7. A method for video capture comprising:

providing a logical structure of a communication;

capturing the communication on video and outputting a corresponding video feed;

receiving the video feed at a computer;

splitting the video feed into at least two portions according to the logical structure of the communication;

linking at least one of the two portions to a knowledge base; and

storing the at least one portion of the video feed.

8. The method for video capture of claim 7, further comprising annotating the at least one portion of video.

9. The method for video capture of claim 7, wherein the knowledge base includes information corresponding to the communication.

10. The method for video capture of claim 7, further comprising providing the knowledge base as a textual record of the communication, wherein the linking is a hyperlink embedded in the textual record.

11. The method for video capture of claim 7, further comprising storing the knowledge base in the database.

12. The method for video capture of claim 7, further comprising creating a link displayed on a graphical user interface for retrieving the at least one portion of the video.

13. A computer readable medium embodying instructions executable by a processor to perform a method for video capture, the method comprising:

providing a logical structure of a communication;

capturing the communication on video and outputting a corresponding video feed;

receiving the video feed at a computer;

splitting the video feed into at least two portions according to the logical structure of the communication;

linking at least one of the two portions to a knowledge base; and

storing the at least one portion of the video feed.

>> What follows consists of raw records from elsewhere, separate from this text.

PR #852, opened 2024-11-07
Add generator syntax as DimArray method

kapple19:
Instead of `rebuild`ing an array comprehension that generates a `DimArray` to e.g. `name` it, this allows the cleaner syntax:

```
julia> DimArray((x, y) for x in X(10:10:50), y in Y(0.0:0.1:1.0); name = :Value)
╭──────────────────────────────────────────────╮
│ 5×11 DimArray{Tuple{Int64, Float64},2} Value │
├──────────────────────────────────────────────┴───────────────────────────────────────────────────────── dims ┐
  ↓ X Sampled{Int64} 10:10:50 ForwardOrdered Regular Points,
  → Y Sampled{Float64} 0.0:0.1:1.0 ForwardOrdered Regular Points
└──────────────────────────────────────────────────────────────────────────────────────────────────────────────┘
  ↓ →  0.0         0.1         0.2         0.3         …  0.7         0.8         0.9         1.0
 10     (10, 0.0)   (10, 0.1)   (10, 0.2)   (10, 0.3)      (10, 0.7)   (10, 0.8)   (10, 0.9)   (10, 1.0)        
 20     (20, 0.0)   (20, 0.1)   (20, 0.2)   (20, 0.3)      (20, 0.7)   (20, 0.8)   (20, 0.9)   (20, 1.0)        
 30     (30, 0.0)   (30, 0.1)   (30, 0.2)   (30, 0.3)      (30, 0.7)   (30, 0.8)   (30, 0.9)   (30, 1.0)        
 40     (40, 0.0)   (40, 0.1)   (40, 0.2)   (40, 0.3)      (40, 0.7)   (40, 0.8)   (40, 0.9)   (40, 1.0)        
 50     (50, 0.0)   (50, 0.1)   (50, 0.2)   (50, 0.3)  …   (50, 0.7)   (50, 0.8)   (50, 0.9)   (50, 1.0)
```

I've added to the documentation that the semi-colon `;` is required to distinguish between the generator syntax dimensions and the keyword arguments.


kapple19:
Is the nightly error my fault?

asinghvi17:
I imagine not, it's failing on my PR as well.

docs/src/dimarrays.md
```diff
@@ -58,6 +58,13 @@ fill(7, X(5), Y(10))
 fill(7, X(5), Y(10); name=:fill, metadata=Dict())
 ```
 
+== generator expression
+
+```@ansi dimarray
+DimArray((x, y) for x in X(10:10:50), y in Y(0.0:0.1:1.0))
```
rafaqz, line 64:
```suggestion
((x, y) for x in X(10:10:50), y in Y(0.0:0.1:1.0))
```

This should work too?

rafaqz: Good to show the simplest version first

kapple19: Ah yes, good point.
I guess I was in the mindset of getting keyword arguments working with a generator constructor.

kapple19: Shall I add an array comprehension syntax example here too?

rafaqz: Oh yeah that's what I meant sorry

kapple19: It works with both actually. The square brackets creates an array, but the round brackets creates a generator.

That said, I should remove the round brackets then, I realise as I type this. 😅

test/array.jl
```diff
@@ -474,6 +474,12 @@ end
 
 @testset "generator constructor" begin
     [(x, y) for x in X(10:10:50), y in Y(0.0:0.1:1.0)]
```
rafaqz, line 476: For all of these we want to test the array size, that dims are actually X and Y etc,  and where a name is passed, test that it gets set.

rafaqz (changes requested):

test/array.jl
kapple19: Ah good point. I'll add tests tomorrow.

src/array/array.jl
```diff
@@ -467,6 +489,8 @@ function DimArray(f::Function, dim::Dimension; name=Symbol(nameof(f), "(", name(
      DimArray(f.(val(dim)), (dim,); name)
 end
 
+DimArray(itr::Base.Generator; kwargs...) = rebuild(collect(itr); kwargs...)
```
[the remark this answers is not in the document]
kapple19: Okay, tomorrow I'll test and work out any kinks tomorrow.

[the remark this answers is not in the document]
kapple19: The suggested change triggers:

```
ERROR: MethodError: similar(::Type{Matrix{Int64}}, ::Tuple{Base.OneTo{Int64}, Base.OneTo{Int64}}) is ambiguous.
```

when the following generator example is run

```
(x + y for x in 1:5, y in 1:3)
```

which is blocking development, and the previously working generator syntax method breaks with the same above error.

Do you know what's going on?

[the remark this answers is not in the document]
rafaqz: Ok we're doing some subtle type piracy in `similar` because of the unions. That's unfortunate. We need to rewrite those methods so there is always a Dimensions not in a union in at least one position, so we own the methods and there is no ambiguity. 

Let's make a new issue for that (just your comment text here basically) and fix it later.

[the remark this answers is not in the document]
kapple19: I'm happy to open that new issue if you want.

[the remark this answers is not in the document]
rafaqz: Thanks

PR #854, opened 2024-11-10
make array type printing consistent with base

simeonschaub:
`print_type` was missing a space inside the curly brackets. (My IDE
automatically removed trailing whitespace here, lmk if I should remove
those changes.)


rafaqz:
I think base added that space a few years ago? I kind don't like spaces in types but yeah, let's standardise.

You will need to run the doctests with `fix=true` to pass those tests

simeonschaub:
> I think base added that space a few years ago?

Yes, it was changed in https://github.com/JuliaLang/julia/pull/37085

PR #273, opened 2026-08-20
fix(core): require an explicit node mode instead of defaulting to all-in-one (issue-200)

sebatustra:
## Finding 200: Unset node mode starts read and write services

`--mode` had `default_value = "aio"`, so a missing `PRIVATE_CHANNEL_MODE` started both halves of the node instead of failing closed. A container intended as a read node would open the accounts database writable and run the full write pipeline (dedup, sigverify, sequencer, execution, settlement, address index) plus `sendTransaction`.

Two compose variables made this easy to hit: `PRIVATE_CHANNEL_ENABLE_READ` and `PRIVATE_CHANNEL_ENABLE_WRITE`. Nothing in the binary has ever read them, but they look like independent role switches.

## Changes

  - `core/src/bin/node.rs`: `--mode` is now required, `aio` default removed.
  - `core/src/bin/node.rs`: warn at startup if either legacy `ENABLE_*` variable is still set, naming the effective mode.
  - `docker-compose.yml`, `docker-compose.devnet.yml`: removed the six dead `ENABLE_*` lines.
  - `docs/CONFIG.md`: mode is documented as required, startup validation note updated.

## Verification

Ran the built binary. Both drop shapes now exit 2 without starting:

  - Variable unset: `error: the following required arguments were not provided: --mode <MODE>`
  - Variable empty, which is what compose produces from an unset interpolation: `error: a value is required for '--mode <MODE>'
### Coverage Report

| Core | 15,588 | 17,237 | 90.4% | [rust-unit-coverage-reports](https://github.com/solana-foundation/solana-private-channels/actions/runs/32510568235) |
| Indexer | 36,841 | 40,456 | 91.1% | [rust-unit-coverage-reports](https://github.com/solana-foundation/solana-private-channels/actions/runs/32510568235) |
| Gateway | 1,634 | 1,892 | 86.4% | [rust-unit-coverage-reports](https://github.com/solana-foundation/solana-private-channels/actions/runs/32510568235) |
| Auth | 1,312 | 1,506 | 87.1% | [rust-unit-coverage-reports](https://github.com/solana-foundation/solana-private-channels/actions/runs/32510568235) |
| E2E Integration | 14,588 | 18,739 | 77.8% | [e2e-coverage-reports](https://github.com/solana-foundation/solana-private-channels/actions/runs/32510568235) |
| **Total** | **69,963** | **79,830** | **87.6%** | |

> Last updated: 2026-08-21 18:55:01 UTC by E2E Integration


core/src/bin/node.rs
```diff
@@ -21,8 +21,9 @@ use {
     about = "PrivateChannel node that can run in read, write, or all-in-one mode"
 )]
 struct Args {
-    /// Node operation mode
-    #[arg(short, long, default_value = "aio", env = "PRIVATE_CHANNEL_MODE")]
+    /// Node operation mode. Required: a defaulted mode would silently start a
+    /// read deployment as a writer whenever the variable is dropped.
```
Huzaifa696, line 25: Nothing stops someone re-adding default_value = "aio", since no test covers it. Maybe add a parse test asserting the node refuses to start without a mode.

core/src/bin/node.rs
```diff
@@ -256,6 +257,20 @@ async fn main() {
...
     info!("Mode: {:?}", args.mode);
 
+    // Legacy names that read like independent role switches but were never
+    // wired up. --mode is the only role control.
+    for var_name in [
+        "PRIVATE_CHANNEL_ENABLE_READ",
+        "PRIVATE_CHANNEL_ENABLE_WRITE",
+    ] {
+        if std::env::var_os(var_name).is_some() {
+            warn!(
```
Huzaifa696: The stale-ENABLE_* warning runs after arg parsing, so it never fires when the mode is missing, the exact case it's for. 

fix: Check those vars before parsing so the hint reaches the operator.

core/src/bin/node.rs
sebatustra: Added mode_is_required in core/src/bin/node.rs (cargo test --bin node): asserts try_parse_from fails with MissingRequiredArgument naming --mode. Verified it fails if default_value = "aio" is restored.

core/src/bin/node.rs
sebatustra: Right, Args::parse() exited first. Moved the check above it, printing to stderr since logging isn't initialized until after parse. The message drops the effective mode, which isn't known pre-parse.

Huzaifa696 (approved):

14. The method for video capture of claim 13, further comprising annotating the at least one portion of video.

15. The method for video capture of claim 13, wherein the knowledge base includes information corresponding to the communication.

16. The method for video capture of claim 13, further comprising providing the knowledge base as a textual record of the communication, wherein the linking is a hyperlink embedded in the textual record.

17. The method for video capture of claim 13, further comprising storing the knowledge base in the database.

18. The method for video capture of claim 13, further comprising creating a link displayed on a graphical user interface for retrieving the at least one portion of the video.